Also post output of:

cat /etc/resolv.conf


----------



## kkid106 (Sep 21, 2011)

*ping*


> ping -c4 192.168.1.254
> PING 192.168.1.254 (192.168.1.254) 56(84) bytes of data.
> 64 bytes from 192.168.1.254: icmp_req=1 ttl=64 time=267 ms
> 64 bytes from 192.168.1.254: icmp_req=2 ttl=64 time=187 ms
> ...



*resolv.conf*


> # Dynamic resolv.conf(5) file for glibc resolver(3) generated by resolvconf(8)
> # DO NOT EDIT THIS FILE BY HAND -- YOUR CHANGES WILL BE OVERWRITTEN
> nameserver 127.0.1.1
> search lan


----------



## hal8000 (Dec 23, 2006)

Here's your problem:


ping -c4 192.168.1.254
PING 192.168.1.254 (192.168.1.254) 56(84) bytes of data.
64 bytes from 192.168.1.254: icmp_req=1 ttl=64 time=267 ms
64 bytes from 192.168.1.254: icmp_req=2 ttl=64 time=187 ms
64 bytes from 192.168.1.254: icmp_req=3 ttl=64 time=107 ms
64 bytes from 192.168.1.254: icmp_req=4 ttl=64 time=27.8 ms


Absolutely HUGE latency of Biblical proportions.

This sort of wireless latency is generally caused by co-channel interference.
Your wireless channel by default will be set to 1,6 or 11, as will your neighbours.
Those are huge delays, but resolv.conf also is not right.

What you need to do is configure your router (by ethernet on one computer) and change the wireless channel. Try channel 2,3,4,5,7,8,9,10 in turn and then ping your router (from a wireless laptop)

Delay should always be less than 5ms, ideally less than 1ms.
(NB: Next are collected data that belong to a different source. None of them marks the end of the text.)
PR #190, opened 2026-06-18
Reactive `view` API for vanilla can-play (RFC #95)

### LINKED ISSUE #95: RFC: Reactive view API for vanilla `can-play` (proposed design for feedback)
We're planning a refactor of playhtml's vanilla authoring API to give `can-play` proper reactive view updates (today anything complex forces authors into `innerHTML` replacement or hand-rolled DOM mutation). This RFC proposes a concrete API and is here to gather feedback on its **ergonomics** before we build it.

If you've written (or tried to write) custom `can-play` capabilities, your reactions here will directly shape what we ship.

> **Edit (v2):** this RFC originally proposed two parallel tracks (`can-mirror` composition upgrades + `can-play` views). Based on feedback it's now narrowed to **`can-play` + `view` only**, with a tightened API contract, corrected examples, and a rendering-lifecycle walkthrough. The `can-mirror` work is split into a follow-up (see "Related rail" at the bottom).

## Context

playhtml gives HTML magic interactive powers via data attributes — `can-move` for drag, `can-toggle` for click-to-toggle, `can-spin` to rotate, and so on. The library's ethos is "write normal HTML, sprinkle an attribute, and the element becomes collaborative." No framework, no build step, no component model.

This works great for the built-in capabilities, but not for custom ones. **`can-play`** lets you define your own data model and update logic, but `updateElement` only hands you data and says "go mutate the DOM" — there's no reactive model. The actual `can-post` guestbook on playhtml.fun is 80+ lines that have to:

- Track which entries were already rendered (a local `Set`) to avoid re-rendering everything on every update
- Hand-build DOM with `createElement` + `innerHTML` for structure, then `querySelector` + `textContent` to safely inject user text (XSS workaround)
- Manually handle insert-at-top semantics with `prepend`
- Punt entirely on removals, reorders, and edits

The workaround today is React (`@playhtml/react`), which defeats the point of playhtml being "collaborative HTML for people who know HTML." This RFC proposes the vanilla path.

This is what mine
looks like on ethernet:

PING 192.168.254.254 (192.168.254.254) 56(84) bytes of data.
64 bytes from 192.168.254.254: icmp_req=1 ttl=255 time=2.40 ms
64 bytes from 192.168.254.254: icmp_req=2 ttl=255 time=0.663 ms
64 bytes from 192.168.254.254: icmp_req=8 ttl=255 time=0.954 ms


Different delays are just dependent on if someone else is using your network
or if the router is busy.

Resolv.conf also does not look correct.
It should contain either the gateway of your router, Open DNS or your ISP's
domain name servers. My router GW is 192.168.254.254 so my resolf.conf 
has an entry:
nameserver 192.168.254.254

If you are using DHCP then the IP address should be automatically obtained, if using
ststic then you can manually enter your router GW or use google 8.8.8.8 etc.

If you are using a mixture of static and DHCP addresses, then make sure that the router LAN pool starts handing out DHCP address at a particular address e.g.
192.168.1.64 This would allow you to assign 63 static addresses to devices if required.
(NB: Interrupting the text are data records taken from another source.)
PR #196, opened 2026-06-22
react: avoid shared-state setup loops after room changes

spencerc99:
## Summary

- Prevent `CanPlayElement` from re-running `setupPlayElement` when synced data only updates React state.
- Keep per-render DOM prop refreshes intact, but gate element re-registration on meaningful setup input changes.
- Add a React regression test for synced data updates that should not re-register the element.

## Verification

- `bun run -C packages/react test`
- `bun run -C packages/react build`
- `bun build-site`
- `bun smoke` (rerun with local process/temp escalation after sandbox tempdir blocked Playwright webServer startup)
- Built and browser-tested `spencers-website`: `/` navigates to `/about`, `window.playhtml.roomId` changes from `...-%2F` to `...-%2Fabout`, and no React maximum-depth loop appears.

## Docs

No public docs update: this is an internal React lifecycle fix and does not change the published API.

### DIFF
--- a/.changeset/quiet-paths-navigate.md
+++ b/.changeset/quiet-paths-navigate.md
@@ -1,0 +1,3 @@
+"@playhtml/react": patch
+
+Prevent React shared-state components from re-registering their playhtml element when synced data updates only React state, avoiding render loops after room-change rebinds.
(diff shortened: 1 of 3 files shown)


spencerc99:
Closing this in favor of the smaller main-based core PR: #198.

The React setup-loop cleanup is not part of the SPA init-options fix now that `playhtml.init()` is staying static.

Lastly, although you did not state your ISP or make/model router it may be worth googling to see if it has any known problems. Some routers were notorisiously flaky on certain wireless channels.


----------



## kkid106 (Sep 21, 2011)

I'll try all of that, thanks.

Your comment about Biblical proportions made me laugh 



If the problem is the wireless channel, why would only Ubuntu be affected and no other OS? (Tested with windows 7, windows vista, android 2.3, Ubuntu 12.04 and Ubuntu 12.10)


----------



## hal8000 (Dec 23, 2006)

kkid106 said:


> I'll try all of that, thanks.
> 
> Your comment about Biblical proportions made me laugh
> 
> ...



I was perhaps a bit OTT with that last comment :grin:

The latency on your router will be present in windows also (if its using wireless).
I think the other issue lies in resolv.conf so let me know if changing wireless channel and altering resolv.conf help.


----------



## kkid106 (Sep 21, 2011)

hal8000 said:


> Here's your problem:
> 
> 
> ping -c4 192.168.1.254
> ...




tried changing channel from 1 to 10 and even setting to automatic with no good result.


What do I have to do with resolv.conf?
I don't do much with networks so don't understand much of it, do I just have to put a line in it like this: *nameserver Gateway*?


----------



## hal8000 (Dec 23, 2006)

If you cant get ping times less than 10ms than you have a serious interference problem.
Wifi is 2.2GHz band so you need to check for items like wireless video senders, wireless TV cameras, and wireless alarm systems.

Wifi output power is limited to a maximum of 40mW in most countries, however you can buy high power 500mW wifi senders. It is possible that someone is using something strong near you and interfering with your wireless signal.

Not all Wireless mice and keyboards are 2.2GHz, some use 27MHz and some433Mhz.

Sometimes though you can have situations where there are many wifi networks and no clear channel at all, and this could also be your problem.

Have you tried your laptop in same room as your router?
If you get close, say 5 feet then ping times should fall and be less than 10ms, if not
you may have a faulty wireless router.
What make and model router do you have?

If youre using static addressing you can use a different nameserver. However if youre
using wireless most likely you will be using DHCP so forget resolv.conf for now until
you can get a better wireless signal.


----------



## kkid106 (Sep 21, 2011)

I only use my laptop in the same room as the router, any distance has the same result.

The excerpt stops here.